I personally would define the symbol $2$ as $1+1$.

However, depending on what you assume, this does not ensure $2\ne 0$. What do people usually assume? Often, mathematicians work with the notion of a commutative ring. Think of the integer numbers in the following definition: A commutative ring is a mathematical structure with an addition operator $+$ and a multiplication operator $\times$, containing elements $1$ and $0$ subject to the conditions that

• $a + b = b + a$ and $a\times b = b\times a$
• $a + (b + c) = (a + b) + c$ and $a \times (b \times c) = (a \times b)\times c$
• $a + 0 = a$ and $a\times 1 = a$
• For each $a$ there exists $b$ with $a+b=0$, we write $b=-a$
• We have $a\times(b+c)=(a\times b) + (a\times c)$

Now the integer numbers clearly satisfy these conditions, and we all have a good idea what $2$ means there. However, consider $\{0,1\}=:\mathbb F_2$. It also satisfies the conditions, if we perform addition and subtraction as usual, but decree that $1+1=0$. Now you have $2=0$ inside $\mathbb F_2$.

However, note that nothing stops you from limiting yourself to mathematical structures where $1+1\ne 0$. In fact, quite often, one limits himself to structures where $1+\cdots+1\ne 0$ no matter how many times you add $1$ to itself.

In the end, it's all just a matter of definitions. But truly, I would always say $2=1+1$ simply because the symbol $2$ should reasonably be defined as that.

Answer 4

Here's an argument to consider. Take the following three propositions:

(A) 1 + 1 = 2

(B) If there is exactly one $F$ and exactly one $G$ (and no $F$ is $G$), then there are exactly two things which are $F$-or-$G$.

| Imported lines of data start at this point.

PR #553, opened 2016-11-11
PERF: Lazily load large studies to improve performance

ElDeveloper:
When matrices with more than 1000 samples are loaded in emperor, none of the tabs are "active" (meaning that there is no table of colors, shapes, scales, etc) until a metadata category is selected for each of the controllers. After a metadata category is selected, the grid with the colors, shapes or scales is displayed, and the program should continue to work as usual.

Making these changes allows us to load the EMP (~30K samples) in about 7-10 seconds, the memory consumption is greatly reduced and the overall experience is smoother.

In making these changes, I had to make a few additional changes:

- Sort metadata headers alphabetically.
- Make the `setEnabled` method disable the widgets in the current view controller.
- Allow for `setMetadataField` to take `null` as a parameter, this in turn resets the class' attribute to its default state (for example in `ColorViewController` all markers are changed back to red, in `ScaleViewController` all markers are changed back to have a scale of 1, etc).
- Allow fromJSON and toJSON to deal with `null` values.
- Add tests for all these changes 📓.

### DIFF
--- a/emperor/support_files/js/view-controller.js
+++ b/emperor/support_files/js/view-controller.js
@@ -144,6 +144,8 @@ define([
 
     // there's a few attributes we can only set on "ready" so list them up here
     $(function() {
+      var placeholder = 'Select a ' + scope.title + ' Category';
+
       // setup the slick grid
       scope._buildGrid(options);
 
@@ -151,12 +153,11 @@ define([
 
       // setup chosen
       scope.$select.chosen({width: '100%', search_contains: true,
-                            include_group_label_in_selected: true});
+                            include_group_label_in_selected: true,
+                            placeholder_text_single: placeholder});
 
       // only subclasses will provide this callback
       if (options.categorySelectionCallback !== undefined) {
-
-        scope.$select.chosen().change(options.categorySelectionCallback);
 
         // If the number of samples is not too large, fire a callback using the
         // selector to initialize the data grid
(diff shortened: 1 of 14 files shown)


emperor/support_files/js/view-controller.js
```diff
@@ -144,23 +144,39 @@ define([
...
-                            include_group_label_in_selected: true});
+                            include_group_label_in_selected: true,
+                            placeholder_text_single: placeholder});
 
       // only subclasses will provide this callback
       if (options.categorySelectionCallback !== undefined) {
+
+        // If the number of samples is not too large, fire a callback using the
+        // selector to initialize the data grid
+        if (dm.ids.length < 1000) {
```
antgonza: I think this is an excellent idea but just wondering if we should add a message about it (different behavior) or simply always "start  grayed out", what do you think?

ElDeveloper: Thanks! Where do you think the message would fit nicely without becoming redundant? For now, a message is shown on the metadata dropdown widget "Select a Color Category" in the Color tab, or "Select a Scale Category" in the Scale tab:

screen shot 2016-11-11 at 12 21 19 pm

This is done using the tab's "name".

ElDeveloper:
@antgonza, changes should be in place. No metadata will be "auto-selected". This will overall improve the performance for everyone, not only for large studies.

antgonza:
Great, thanks!!

ElDeveloper:
Thanks for reviewing!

(C) $(\exists x)(Fx \land \forall y(Fy \to y = x)$, $(\exists x)(Gx \land \forall y(Gy \to y = x) \vdash$ $\quad\quad\quad(\exists x)(\exists y)(\neg x = y \land (Fx \lor Gx) \land (Fy \lor Gy) \land (\forall z)(Fz \lor Gz \to (z = x \lor z = y))$

Now, it is a vexed question what exactly the relation is between (A) and (B). But it is very plausible to say that if (A) is indeed interpreted as a statement of ordinary schoolroom arithmetic (and not as a mere de-intepreted string of formal symbols), then so understood, (A) is true iff, for any $F$, $G$, (B) is true. But (B), with numerical quantifiers, can be regimented as (C), with ordinary quantifiers. And (C) is a straight logical theorem of first-order logic.

So (C) is true as a matter of logical necessity, hence (B) is. And it looks a priori that (A)'s truth necessarily goes with the truth of (B) for any $F$, $G$. So it follows that (A), understood the ordinary way, is indeed necessarily true. too.